Short-Term & Long-Term Capital Gains
How holding period determines your tax rate on trading profits.
Capital gains are the profits from selling an asset for more than you paid. Short-term capital gains apply to assets held for one year or less and are taxed at your ordinary income tax rate (10% to 37% depending on your bracket). Long-term capital gains apply to assets held for more than one year and are taxed at preferential rates of 0%, 15%, or 20%. For most options traders, nearly all profits are short-term because options are rarely held for longer than a year.
Why It Matters
The difference between short-term and long-term tax rates can be dramatic. A trader in the 32% federal bracket pays 32 cents in tax on every dollar of short-term gain but only 15 cents on long-term gains. That is more than double the tax rate. On $50,000 in annual options profits, the difference is $8,500 in additional tax.
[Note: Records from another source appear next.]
PR #63, opened 2017-04-24
Add agent daemonset management, support 1.6 & master nodes, some cleanup

### LINKED ISSUE #57: Operator: manage the lifecycle of the associated agent daemonset

euank:
Lots of changes, all only manually tested.

Basically, this is what I think is the minimal set of changes needed to go into the tectonic-installer repo.

Notably, the update-management is simplified via the operator taking some of that responsibility, and the remaining code is updated for 1.6.

This fixes #57, and makes it so #61 won't matter again until 1.7 (we need to switch to patch before then though).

This rate difference is why Section 1256 contracts (index options like SPX) are so popular with active traders — they receive the 60/40 blended rate regardless of holding period. It is also why LEAPS (options with more than one year to expiration) have a unique tax consideration: if held for over one year, their gains can qualify as long-term.
How It Works
2024-2025 long-term capital gains rates:
- 0%: Single filers with taxable income up to ~$47,000; married filing jointly up to ~$94,000
- 15%: Single filers up to ~$518,000; married filing jointly up to ~$583,000
- 20%: Above those thresholds
Short-term capital gains rates: Same as your ordinary income tax brackets: 10%, 12%, 22%, 24%, 32%, 35%, or 37% depending on total taxable income.
How this applies to options:
- Most options trades (held days to weeks): Short-term capital gains. Taxed at your full ordinary income rate.
- LEAPS held over one year: If you buy a LEAPS call and hold it for more than 12 months before selling, the gain qualifies as long-term. This is one of the few ways to get long-term treatment on options.
- Section 1256 index options: Receive 60% long-term / 40% short-term treatment automatically, regardless of how long you held the position. This makes every trade partially long-term.
- Covered calls: Complex rules. If the covered call is "qualified" (sufficiently out-of-the-money), it does not affect the stock's holding period. If "unqualified" (too close to the money), it can suspend or restart the holding period on the stock, potentially converting a long-term stock gain to short-term.
State taxes add up: Most states also tax capital gains. California adds up to 13.3%, New York City up to 12.7%. A trader in California earning $100,000 in short-term options profits could face a combined federal and state rate above 45%.
Strategies to minimize the tax bite:
- Trade index options (SPX, NDX, RUT) for 60/40 treatment.
- Hold LEAPS for over one year when possible.
- Trade in tax-advantaged accounts (IRA, Roth IRA) where gains are deferred or tax-free.
- Harvest losses strategically at year-end to offset gains (watch the wash sale rule).
Quick Example
You made $30,000 in options profits this year. You are in the 24% federal bracket and live in a state with 5% income tax. If all gains are short-term: $30,000 x 29% = $8,700 in tax. If you had traded SPX instead and received 60/40 treatment: ($18,000 x 15%) + ($12,000 x 24%) + ($30,000 x 5%) = $2,700 + $2,880 + $1,500 = $7,080 in tax. The 60/40 treatment saved you $1,620 on the same profits.